PFPL Chapter 19 System PCF of Recursive Functions
Please refer this link from page 167 to 176.
Intros on General Recursion and Fixpoint
System T is introduced as a basis for discussing total computations, those for which the type systems guarantees termination.
Language M generalizes T to admit inductive and coinductive types, while preserving totality.
PCF will be introduced here as a basis for discussing partial computations, those may not terminate while evaluated, even if they are well typed.
Seems like a disadvantage, it admits greater expressive power than is possible in T.
The source of partiality in PCF is the concept of general recursion, permitting solution of equations between expressions. We can see the advantages and disadvantages clearly that:
- The price of admitting solutions to all such equations is that the computation may not terminate: the solution of some equations may be divergent or undefined.
- The advantage is that termination proof need not be embedded into the code, resulting in short code.
A solution to such a system of equations is a fixed point of an associated functional (higher-order function).
Fraction as Fixpoint Example First Intro
Consider equations which define factorial function. They form a system of simultaneous equations in unknown $f$ ranges over functions on $\mathbb{N}$.
$$
\begin{aligned}
f(0)&\triangleq 1\\
f(n+1)&\triangleq(n+1)\times f(n)
\end{aligned}
$$
The function we seek is a solution to these solutions as $f:\mathbb{N}\to\mathbb{N}$ satisfying all conditions. A solution to such a system is a fixed point of an higher-order function.
We seek $f$ given by
$$
n\mapsto\begin{cases}
1&\text{if }n=0\\
n\times f(n’)&\text{if }n=n’+1
\end{cases}
$$
But when we try to define the functional, or higher-order function $F$ by equation $F(f)=f’$, where $f’$ share the same definition of $f$. Surprise.
The function $f$ we seek is a fixed point of $F$. Or so to say $f$ is defined to be $fix(F)$.
Partial and Fixpoint
The key for fixed point in functions in PCF are partial, meaning that they may diverge on some (or even all) inputs.
Consequently, a fixed point of a partial function $F$ is the limit of a series of approximations of desired solutions obtained by iterating $F$.

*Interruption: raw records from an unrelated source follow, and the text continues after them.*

PR #720, opened 2023-12-03
feat: add stepper component

### LINKED ISSUE #708: [OSSHACK] Create a Stepper component

G3root:
fixes #708

### DIFF
--- a/packages/ui/primitives/document-flow/document-flow-root.tsx
+++ b/packages/ui/primitives/document-flow/document-flow-root.tsx
@@ -1,11 +1,9 @@
 'use client';
 
-import React, { HTMLAttributes } from 'react';
-
-import { motion } from 'framer-motion';
+import type { HTMLAttributes } from 'react';
+import React from 'react';
 
 import { cn } from '@documenso/ui/lib/utils';
-import { Button } from '@documenso/ui/primitives/button';
 
 export type DocumentFlowFormContainerProps = HTMLAttributes<HTMLFormElement> & {
   children?: React.ReactNode;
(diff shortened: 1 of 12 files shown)


packages/ui/primitives/document-flow/document-flow-root.tsx
```diff
@@ -72,97 +70,3 @@ export const DocumentFlowFormContainerContent = ({
     </div>
   );
 };
-
```
G3root, line 75: unused code

Mythie: looks like it

packages/ui/primitives/stepper/stepper-context.ts
```diff
@@ -0,0 +1,29 @@
...
+
+export const useStepper = () => {
+  const context = useContext(StepperProvider);
+
+  if (!context) {
+    throw Error('useContext hook should be called inside the Stepper Provider');
+  }
+
+  return context;
+};
```
Mythie, line 29: If you're using this pattern it's best to make the default value null otherwise the `!context` won't get triggered since it'll use the value you provided as the `createContext` arg

packages/ui/primitives/stepper/step.tsx
```diff
@@ -0,0 +1,133 @@
+import type { ReactNode } from 'react';
```
Mythie, line 1: This might have specialised a little too much into our specific UI, let's try and keep it a little more headless so we could use it for other kinds of forms such as team creation 😄

Mythie:
Fwiw you and #718 are both bringing the heat, might be worth trying to pair up and make something awesome together! 🔥

packages/ui/primitives/stepper/step.tsx
```diff
@@ -0,0 +1,133 @@
...
+  };
+
+  const isPreviousEnabled =
+    canGoPrevious === true
+      ? false
+      : isFirstStep === true
+      ? true
+      : disablePrevious === true
+      ? true
+      : false;
```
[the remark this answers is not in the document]
G3root: 😂 Spaghetti Code Alert !!!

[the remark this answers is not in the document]
adithyaakrishna: I love Spaghetti code xD

Mythie:
Closing as we've gone with the other submission, still love your work though 💚

PR #722, opened 2023-12-03
feat: document thumbnails

### LINKED ISSUE #704: [OSSHACK] Document Thumbnails
## Improvement Description

Add a thumbnail generation feature for documents uploaded, thumbnails will be created using the first page of the uploaded document.

A high quality and low quality thumbnail should be generated for each document uploaded. The low quality thumbnail will be used in the documents table for quick viewing, while the high quality thumbnail will be used for a more detailed preview upon clicking the thumbnail.

## Rationale

Right now, the documents table is very plain and does not provide any visual information about the document. Thumbnails will allow users to quickly identify the document they are looking for.

This is extremely useful for users with many documents that have similar names since it provides a visual cue to help them find the document they are looking for.

## Proposed Solution

- Add a thumbnail generation feature for documents uploaded, thumbnails will be created using the first page of the uploaded document.
- Use either a background job or an endpoint to perform an upsert-like operation for retrieving the thumbnail.
- Store the thumbnails somewhere? Currently we have the univeral upload which is catered towards storing documents but could be used for storing thumbnails as well. Alternatively we also store data uris in the database which I'm less inclined to do but is an option.

## Alternatives

- Use a third party service to generate thumbnails. This would be the easiest solution but would require a third party service to be used which we would like to avoid.

## Additional Context

- While this might be a good candidate for background jobs we should consider how we can make this work without background jobs since we don't currently have a background job system in place.
- We would like to avoid third-party services since we would like to keep the project as self-contained as possible.

mikezzb:
Closes #704

### Implementation:

- Generate a thumbnail on the client side using the rendering of an invisible LazyPDFViewer
- Store the base 64 string of the thumbnail in the database
- Error handling: reject the thumbnail generation if timeout (500ms)
- Keep the aspect ratio of the thumbnail but enforce the max dimension
- Implemented the primitive UI to display thumbnails in the table

### Preview:

Screenshot 2023-12-03 at 05 07 48
(For compatibility, previous document without thumbnail will show default icon as last one)

### DIFF
--- a/apps/web/src/app/(dashboard)/documents/upload-document.tsx
+++ b/apps/web/src/app/(dashboard)/documents/upload-document.tsx
@@ -1,6 +1,6 @@
 'use client';
 
-import { useState } from 'react';
+import { useRef, useState } from 'react';
 
 import Link from 'next/link';
 import { useRouter } from 'next/navigation';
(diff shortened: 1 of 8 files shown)


Mythie:
Now this is cool and just the kind of hackathon implementation I was talking about!

Two main points before I do the individual code spam:

- Since you're resizing it's trivial to store the HQ version as well, consider how we might do that without also shipping too much at a limited Vercel lamba function. I added some detail of this on the issue.
- If the process times out how do we ever recover? Do we? Be cool to see some self-healing for documents lacking thumbnails as well but isn't super critical since there is a fallback.

apps/web/src/app/(dashboard)/documents/upload-document.tsx
```diff
@@ -77,6 +100,40 @@ export const UploadDocument = ({ className }: UploadDocumentProps) => {
     }
   };
 
+  const generateThumbnail = (page: number, canvas: HTMLCanvasElement | null) => {
```
Mythie, line 103: This method is gnarly but I understand why, happy with it the way it is!

apps/web/src/app/(dashboard)/documents/upload-document.tsx
```diff
@@ -119,6 +176,20 @@ export const UploadDocument = ({ className }: UploadDocumentProps) => {
           </div>
         </div>
       )}
+
+      {Boolean(docData) && (
```
Mythie, line 180: Typically prefer `!!` over `Boolean(x)` can't recall why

- Let a partial function $\phi$ on natural number, is an approximation to a total function $f$.
- Let $\bot:\mathbb{N}\rightharpoonup\mathbb{N}$ be the totally undefined partial function $\forall\space n\in \mathbb{N}$. This is the worst appriximation.
- Given any approximation $\phi$ of $f$, it may always improve to $\phi’=F(\phi)$.
- If we start with as $\bot$ and pass to $\lim_{i\geq0}F^{(i)}(\bot)$, we may obtain the least approximation for $f$ that is defined $\forall\space m\in\mathbb{N}$, hence total function $f$ itself. (If the limit exists)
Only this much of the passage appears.